Os testes de contato são o padrão‐ouro no diagnóstico etiológico da dermatite alérgica de contato (DAC), relacionada à reação de hipersensibilidade tardia tipo 4 (de Gell & Coombs).1
O uso de substâncias que interferem na resposta imunológica dos pacientes, tais como corticosteroides, ciclosporina, metotrexato, azatioprina, micofenolato mofetil e os mais recentes inibidores de citocinas (infliximabe, adalimumabe), poderia ser considerado limitação para a realização dos testes de contato, uma vez que atuam inibindo as respostas celulares. Por outro lado, a utilização dessas medicações tem se tornado cada vez mais comum e, muitas vezes, sua retirada não é possível pela doença de base. Além disso, estudos mostram que muitos pacientes são capazes de desenvolver reações eczematosas mesmo em uso de tais substâncias.2–5
O presente trabalho objetivou investigar casos suspeitos de DAC submetidos a testes de contato em situação considerada não ideal (que estavam em uso de medicamentos imunossupressores e/ou inibidores de citocinas).
Foram analisados retrospectivamente os dados de 16 pacientes testados entre 2009 e 2021 e que estavam em uso de alguma das medicações anteriormente citadas no momento do teste.

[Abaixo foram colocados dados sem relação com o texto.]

PR #1417, opened 2022-12-20
Clean package names found in python catalogers

wagoodman:
This PR fixes a couple of bugs:
- When there are formatting directives in `setup.py` package names (for dynamically crafted require lines, such as `%s` or `{}`) we should skip these lines
- When there are empty name or version fields for `requirements.txt` files (such as `==1.2.3`) we should skip these lines

### DIFF
--- a/syft/pkg/cataloger/python/parse_requirements.go
+++ b/syft/pkg/cataloger/python/parse_requirements.go
@@ -56,6 +56,11 @@ func parseRequirementsTxt(_ source.FileResolver, _ *generic.Environment, reader 
 		version = strings.TrimFunc(version, func(r rune) bool {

Utilizaram‐se diferentes séries de alérgenos, cujas indicações basearam‐se na anamnese e quadro clínico.
Os testes foram aplicados na porção superior do dorso e removidos após 48 horas. Os resultados foram obtidos em 48 e 96 horas. As possíveis reações foram: negativo, positivo fraco (1+) – eritema, infiltração ou pápulas; positivo forte (2+) – edema e/ou vesículas; e positivo muito forte (3+) – bolhas ou ulceração.
A média das idades dos pacientes foi de 49 anos, com 12 mulheres e quatro homens. O tempo médio de presença da dermatite foi de 37 meses (3‐180 meses). As medicações utilizadas pelos pacientes no momento dos testes foram: prednisona em nove casos, metotrexato em sete, azatioprina em quatro e infliximabe, ciclosporina, ciclofosfamida, tacrolimo e adalimumabe em um caso cada. Alguns pacientes faziam uso de mais de um fármaco ao mesmo tempo. As doses empregadas variaram de acordo com a indicação e as fases em que as doenças se encontravam. No caso da prednisona, elas variaram entre 5 e 40 mg/dia e o metotrexato, entre 10 e 15 mg/semana. Em relação à ciclofosfamida, a paciente havia sido submetida à pulsoterapia um mês antes do teste com a dose de 1g, e a azatioprina foi utilizada nas doses de 100 e 150 mg/dia.
Os motivos para uso dessas medicações foram eczemas de difícil controle (quatro casos), colagenoses (lúpus sistêmicos e discoide, doença de Behçet e síndrome antisintetase) em oito casos, doença de Crohn, síndrome de Cushing e psoríase em um caso cada.
Entre os pacientes testados, 10 (62,5%) apresentaram pelo menos um teste positivo e 6 (37,5%) tiveram todos os resultados negativos. Um dos casos com teste inicial negativo apresentou positividade em novo teste realizado após a retirada da medicação (metotrexato), resultado que apresentava relevância prévia. No novo teste, houve positividade para parafenilenodiamina (PPDA), cujo contato e DAC ocorreu após aplicação de tatuagem temporária (“de henna”) na adolescência.
Após finalização dos testes, nove casos (56,3%) foram considerados com diagnóstico final de DAC. Outros diagnósticos foram psoríase, dermatite de contato irritativa, dermatite atópica, farmacodermia e disidrose, com um caso cada. Dois casos permaneceram sem diagnóstico definitivo, em seguimento ambulatorial. A tabela 1 mostra os resultados e as intensidades dos testes de contato e diagnósticos finais nos 16 pacientes em questão.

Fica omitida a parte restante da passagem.